:: SOURCE MATERIAL ::
PR #18, opened 2021-03-25
test: Fix TestMachinesNetworks.testNetworkSettings

martinpitt:
This was getting seriously confused because the test removed the
test_network before detaching it from the domain. That seems to be a
corner case in libvirt, and different versions have subtly different
behaviour wrt. sending events. In that case, the original test_network
was removed from the UI very late, at the time when the test already
tried to add a new one, and thus the UI raced on the network's "Edit"
button.

Fix that by detaching the network from the VM before deleting the entire
network. As this happens on a shut-off VM, we don't get an event/UI
update for this when it's done on the CLI. So do that on the UI instead,
and ensure that it updates correctly.

### DIFF
--- a/test/check-machines-networks
+++ b/test/check-machines-networks
@@ -624,6 +624,12 @@ class TestMachinesNetworks(VirtualMachinesCase):
         b.wait_in_text("#vm-subVmTest1-network-1-type", "network")
         b.wait_in_text("#vm-subVmTest1-network-1-source", "test_network")
 
+        # Remove test_network from the VM again
+        b.click("#delete-vm-subVmTest1-iface-1")
+        b.wait_in_text(".pf-c-modal-box__title-text", "Delete Network Interface")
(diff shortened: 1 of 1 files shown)


martinpitt:
[example 1](https://logs.cockpit-project.org/logs/pull-17-20210325-075620-62129586-centos-8-stream/log.html), [example 2](https://logs.cockpit-project.org/logs/pull-17-20210325-072657-62129586-rhel-8-4/log.html).

I locally ran this 5 times against rhel-8-4, centos-8-stream, and debian-stable, and it passed every time. This should actually tickle the "affected test" logic here, so let's see how it fares.

KKoukiou (approved):

martinpitt:
Landing with the debian-stable lifecycle failure -- that's the other number 1 test failure, and this PR at least addresses the other one.

PR #19, opened 2021-03-25
Some test cleanups

martinpitt:


martinpitt:
I am not sure if we actually want to keep rawhide (I think we should at least give it a try, and if necessary ignore failures in PRs), but I at least want one run to validate the "drop version override" commit.

martinpitt:
I don't have high hopes for packit now, as it's sufficiently in the evening for the TF instances to really suck. But at least our CI should be happy.

martinpitt:
Oh wow, that went much better than I hoped for :+1:

KKoukiou (approved):

PR #24, opened 2021-03-26
test: Skip creation of NFS storage pool for fedora-34

skobyda:
On fedora-34, there is a bug which causes nfs-mountd service to fail and
therefore NFS server cannot be set up. This causes NFS storage-pool test
to fail.
Usually naughty is created for that. But then all the other storage pool
creation test cases would be skipped too. That is too many test cases which
would end up being ignored.

https://bugzilla.redhat.com/show_bug.cgi?id=1943157

Fixes failure at https://github.com/cockpit-project/bots/pull/1835/

### DIFF
--- a/test/check-machines-storage-pools
+++ b/test/check-machines-storage-pools
@@ -440,13 +440,19 @@ class TestMachinesStoragePools(VirtualMachinesCase):
             xfail=True,
         ).execute()
 
-        StoragePoolCreateDialog(
-            self,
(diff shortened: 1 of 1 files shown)


marusak:
Can you please also test with bots PR? Thanks!

martinpitt:
As mentioned in the image refresh, let's rather wait for a fixed f-34 and not land this.

PR #26, opened 2021-03-29
workflows: ensure there is a dist build available to consume when creating a tag for the release

KKoukiou:
I have not tested it - I will do it tomorrow.

### DIFF
--- a/.github/workflows/release.yml
+++ b/.github/workflows/release.yml
@@ -28,5 +28,7 @@ jobs:
         run: |
           # override GitHub's bind mount from host, we don't want anything from there and it interferes with ssh
           export HOME=$(getent passwd $(id -u) | cut -f6 -d:)
+          # Wait for build-dist and publish-dist workflows to complete
+          export DOWNLOAD_DIST_OPTIONS=--wait
           cd /build
           release-runner -r https://github.com/$GITHUB_REPOSITORY -t $(basename $GITHUB_REF) ./cockpituous-release
--- a/.github/workflows/build-dist.yml
+++ b/.github/workflows/build-dist.yml
@@ -3,6 +3,9 @@ on:
   pull_request:
   push:
     branches: [main]
+    tags:
+      # this is a glob, not a regexp
+      - '[0-9]*'
 
 jobs:
   build:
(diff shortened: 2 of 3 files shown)


.github/workflows/release.yml
```diff
@@ -1,5 +1,8 @@
 name: release
 on:
+  workflow_run:
+    workflows: publish-dist
+    types: [completed]
   push:
     tags:
```
martinpitt, line 7: This doesn't quite work -- the workflow will run *both* on pushing the tag, *and* for *every* PR opening and landing.

Rather, keep the `push: tags` trigger and teach the download-dist call in `Makefile` something like `${DOWNLOAD_DIST_OPTIONS:-}` and in this workflow set `DOWNLOAD_DIST_OPTIONS=--wait`.

martinpitt (changes requested):

martinpitt:
FTR, quick hack if this somehow doesn't work: add `GITHUB_BASE=fake/nonexisting` to the release workflow to force the dist download to fail.

.github/workflows/release.yml
KKoukiou: I tested it locally, outside of the release workflow and it works like a charm

I am not sure how I should actually test it by triggering the real release-workflow, I don't want to publish something accidentally from a run from my fork.

.github/workflows/release.yml
```diff
@@ -27,6 +27,6 @@ jobs:
       - name: Run cockpituous
         run: |
           # override GitHub's bind mount from host, we don't want anything from there and it interferes with ssh
-          export HOME=$(getent passwd $(id -u) | cut -f6 -d:)
+          export HOME=$(getent passwd $(id -u) | cut -f6 -d:) DOWNLOAD_DIST_OPTIONS=--wait
```
martinpitt, line 30: I'd prefer this on a separate line to make it easier to read, but not a blocker.

martinpitt (approved):
Looks good, thank you!

martinpitt:
@KKoukiou : Hmm, is this complete? I thought you also needed to add that auto-generated license file to `%license`?

KKoukiou:
> @KKoukiou : Hmm, is this complete? I thought you also needed to add that auto-generated license file to `%license`?

That was fixeed in another PR. See

commit dfd041034a52905c62a3bcc4a3e94ef6687cb8a6
Author: Katerina Koukiou <kkoukiou@redhat.com>
Date:   Mon Mar 29 13:49:17 2021 +0200

    Fix License field in the package spec file

martinpitt (approved):
Of course, sorry for mixing these up. Thanks!

PR #28, opened 2021-03-30
Makefile: set the name of the extracted tar.gz in download-dist

KKoukiou:


martinpitt:
The "how" looks ok, but I don't understand the "why" yet? I suppose that's some collision between naming them after the SHA vs. after the release tag? How does that collision look like?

:: TASK STATEMENT ::
Return the records above in their entirety, exactly as they appear.

:: THE COMPLETED TASK ::
PR #18, opened 2021-03-25
test: Fix TestMachinesNetworks.testNetworkSettings

martinpitt:
This was getting seriously confused because the test removed the
test_network before detaching it from the domain. That seems to be a
corner case in libvirt, and different versions have subtly different
behaviour wrt. sending events. In that case, the original test_network
was removed from the UI very late, at the time when the test already
tried to add a new one, and thus the UI raced on the network's "Edit"
button.

Fix that by detaching the network from the VM before deleting the entire
network. As this happens on a shut-off VM, we don't get an event/UI
update for this when it's done on the CLI. So do that on the UI instead,
and ensure that it updates correctly.

### DIFF
--- a/test/check-machines-networks
+++ b/test/check-machines-networks
@@ -624,6 +624,12 @@ class TestMachinesNetworks(VirtualMachinesCase):
         b.wait_in_text("#vm-subVmTest1-network-1-type", "network")
         b.wait_in_text("#vm-subVmTest1-network-1-source", "test_network")
 
+        # Remove test_network from the VM again
+        b.click("#delete-vm-subVmTest1-iface-1")
+        b.wait_in_text(".pf-c-modal-box__title-text", "Delete Network Interface")
(diff shortened: 1 of 1 files shown)


martinpitt:
[example 1](https://logs.cockpit-project.org/logs/pull-17-20210325-075620-62129586-centos-8-stream/log.html), [example 2](https://logs.cockpit-project.org/logs/pull-17-20210325-072657-62129586-rhel-8-4/log.html).

I locally ran this 5 times against rhel-8-4, centos-8-stream, and debian-stable, and it passed every time. This should actually tickle the "affected test" logic here, so let's see how it fares.

KKoukiou (approved):

martinpitt:
Landing with the debian-stable lifecycle failure -- that's the other number 1 test failure, and this PR at least addresses the other one.

PR #19, opened 2021-03-25
Some test cleanups

martinpitt:


martinpitt:
I am not sure if we actually want to keep rawhide (I think we should at least give it a try, and if necessary ignore failures in PRs), but I at least want one run to validate the "drop version override" commit.

martinpitt:
I don't have high hopes for packit now, as it's sufficiently in the evening for the TF instances to really suck. But at least our CI should be happy.

martinpitt:
Oh wow, that went much better than I hoped for :+1:

KKoukiou (approved):

PR #24, opened 2021-03-26
test: Skip creation of NFS storage pool for fedora-34

skobyda:
On fedora-34, there is a bug which causes nfs-mountd service to fail and
therefore NFS server cannot be set up. This causes NFS storage-pool test
to fail.
Usually naughty is created for that. But then all the other storage pool
creation test cases would be skipped too. That is too many test cases which
would end up being ignored.

https://bugzilla.redhat.com/show_bug.cgi?id=1943157

Fixes failure at https://github.com/cockpit-project/bots/pull/1835/

### DIFF
--- a/test/check-machines-storage-pools
+++ b/test/check-machines-storage-pools
@@ -440,13 +440,19 @@ class TestMachinesStoragePools(VirtualMachinesCase):
             xfail=True,
         ).execute()
 
-        StoragePoolCreateDialog(
-            self,
(diff shortened: 1 of 1 files shown)


marusak:
Can you please also test with bots PR? Thanks!

martinpitt:
As mentioned in the image refresh, let's rather wait for a fixed f-34 and not land this.

PR #26, opened 2021-03-29
workflows: ensure there is a dist build available to consume when creating a tag for the release

KKoukiou:
I have not tested it - I will do it tomorrow.

### DIFF
--- a/.github/workflows/release.yml
+++ b/.github/workflows/release.yml
@@ -28,5 +28,7 @@ jobs:
         run: |
           # override GitHub's bind mount from host, we don't want anything from there and it interferes with ssh
           export HOME=$(getent passwd $(id -u) | cut -f6 -d:)
+          # Wait for build-dist and publish-dist workflows to complete
+          export DOWNLOAD_DIST_OPTIONS=--wait
           cd /build
           release-runner -r https://github.com/$GITHUB_REPOSITORY -t $(basename $GITHUB_REF) ./cockpituous-release
--- a/.github/workflows/build-dist.yml
+++ b/.github/workflows/build-dist.yml
@@ -3,6 +3,9 @@ on:
   pull_request:
   push:
     branches: [main]
+    tags:
+      # this is a glob, not a regexp
+      - '[0-9]*'
 
 jobs:
   build:
(diff shortened: 2 of 3 files shown)


.github/workflows/release.yml
```diff
@@ -1,5 +1,8 @@
 name: release
 on:
+  workflow_run:
+    workflows: publish-dist
+    types: [completed]
   push:
     tags:
```
martinpitt, line 7: This doesn't quite work -- the workflow will run *both* on pushing the tag, *and* for *every* PR opening and landing.

Rather, keep the `push: tags` trigger and teach the download-dist call in `Makefile` something like `${DOWNLOAD_DIST_OPTIONS:-}` and in this workflow set `DOWNLOAD_DIST_OPTIONS=--wait`.

martinpitt (changes requested):

martinpitt:
FTR, quick hack if this somehow doesn't work: add `GITHUB_BASE=fake/nonexisting` to the release workflow to force the dist download to fail.

.github/workflows/release.yml
KKoukiou: I tested it locally, outside of the release workflow and it works like a charm

I am not sure how I should actually test it by triggering the real release-workflow, I don't want to publish something accidentally from a run from my fork.

.github/workflows/release.yml
```diff
@@ -27,6 +27,6 @@ jobs:
       - name: Run cockpituous
         run: |
           # override GitHub's bind mount from host, we don't want anything from there and it interferes with ssh
-          export HOME=$(getent passwd $(id -u) | cut -f6 -d:)
+          export HOME=$(getent passwd $(id -u) | cut -f6 -d:) DOWNLOAD_DIST_OPTIONS=--wait
```
martinpitt, line 30: I'd prefer this on a separate line to make it easier to read, but not a blocker.

martinpitt (approved):
Looks good, thank you!

martinpitt:
@KKoukiou : Hmm, is this complete? I thought you also needed to add that auto-generated license file to `%license`?

KKoukiou:
> @KKoukiou : Hmm, is this complete? I thought you also needed to add that auto-generated license file to `%license`?

That was fixeed in another PR. See

commit dfd041034a52905c62a3bcc4a3e94ef6687cb8a6
Author: Katerina Koukiou <kkoukiou@redhat.com>
Date:   Mon Mar 29 13:49:17 2021 +0200

    Fix License field in the package spec file

martinpitt (approved):
Of course, sorry for mixing these up. Thanks!

PR #28, opened 2021-03-30
Makefile: set the name of the extracted tar.gz in download-dist

KKoukiou:


martinpitt:
The "how" looks ok, but I don't understand the "why" yet? I suppose that's some collision between naming them after the SHA vs. after the release tag? How does that collision look like?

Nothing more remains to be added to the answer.